Cyprus Mail

Limassol in 8th place among 56 cities for methamphetamine use

Limassol has been ranked in 8th place out of 56 European cities for use of methamphetamines, twice as high as Nicosia, according to a study of wastewater samples taken by the European Monitoring Center for Drugs and Drug Addiction (EMCDDA).

The sewerage water in the cities concerned was tested in March 2017 for cocaine, amphetamine, methamphetamine and ecstasy but not cannabis, which will be subject of a second study.

Through sampling prior to water treatment, scientists can estimate the quantity of drugs consumed by a community by measuring the levels of illicit drugs and their metabolites excreted in urine.

Key findings in 2017 revealed a picture of distinct geographical and temporal patterns of drug use across European cities. The results indicated that cocaine use is highest in western and southern European cities, in particular in cities in Belgium, the Netherlands, Spain and the United Kingdom. Wastewater analysis indicates that cocaine use is very low to negligible in the majority of eastern European cities.

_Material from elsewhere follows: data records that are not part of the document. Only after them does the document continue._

PR #4514, opened 2025-10-05
Update short number format

lulunac27a:
Update short number format by adding 2 decimal places instead of 1 for numbers between 1,000 and 9,999


lulunac27a:
Please do that by adding `number_precision` parameter.

lulunac27a:
Better with higher precision value of 2 digits.

qwerty541:
Hello @lulunac27a 

I have added the `&number_precision=2` parameter. You will be able to pass the value from 0 to 2 inclusively to enforce specific decimal precision. The default behavior remained as is.

PR #4532, opened 2025-10-06
refactor: move cache seconds calculation logic into reusable function

alexandr-garbuzov:


alexandr-garbuzov (commented):
:heavy_check_mark:

qwerty541 (approved):

PR #4580, opened 2025-10-15
Updated Readme.md

Sudhss:
made the readme header slightly better, doesn't make a huge difference but i think it looks great


qwerty541 (approved):

qwerty541:
Hello @Sudhanshu-shukl 

I can agree only with that the bigger main title looks better.

Thank you for your contribution.

PR #4646, opened 2025-11-12
fix: prevent TypeError crashes on network errors using safe property access

duvvuvenkataramana:


duvvuvenkataramana:
@anuraghazra review and merge the PR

The loads of amphetamine detected in wastewater varied considerably across study locations, with the highest levels reported in cities in the north and east of Europe. Amphetamine was found at much lower levels in cities in the south of Europe.

“In contrast, methamphetamine use, generally low and historically concentrated in the Czech Republic and Slovakia, now appears to be present also in Cyprus, the east of Germany and northern Europe. The observed methamphetamine loads in the other locations were very low to negligible,” said the report.

In fact Limassol was in 8th place when it came to methamphetamine use. The figure, based on milligrams per 1000 people produced was twice as high as what was found in Nicosia.

The highest mass loads of ecstasy were found in the wastewater in cities in Belgium, Germany and the Netherlands.

In addition to geographical patterns, wastewater analysis can detect fluctuations in weekly patterns of illicit drug use. More than three-quarters of cities showed higher loads in the wastewater during the weekend – Friday to Monday – than during weekdays. In contrast, amphetamine use was found to be distributed more evenly over the whole week.

Another conclusion reached was that higher consumption of the four drugs was recorded in cities that combine the existence of universities and nightlife, involving mainly young people aged 18-25.

According to the study, a relatively stable picture of cocaine use was observed between 2011 and 2015 in most cities. In 2016, there were initial signs that this pattern was changing with 22 out of 33 cities with data for 2015 and 2016 reporting an increase. This was confirmed in 2017, with 19 out of the 31 cities with data for 2016 and 2017 reporting an increase in the loads found. Most of the 13 cities with data for 2011 and 2017 report increasing longer-term trends.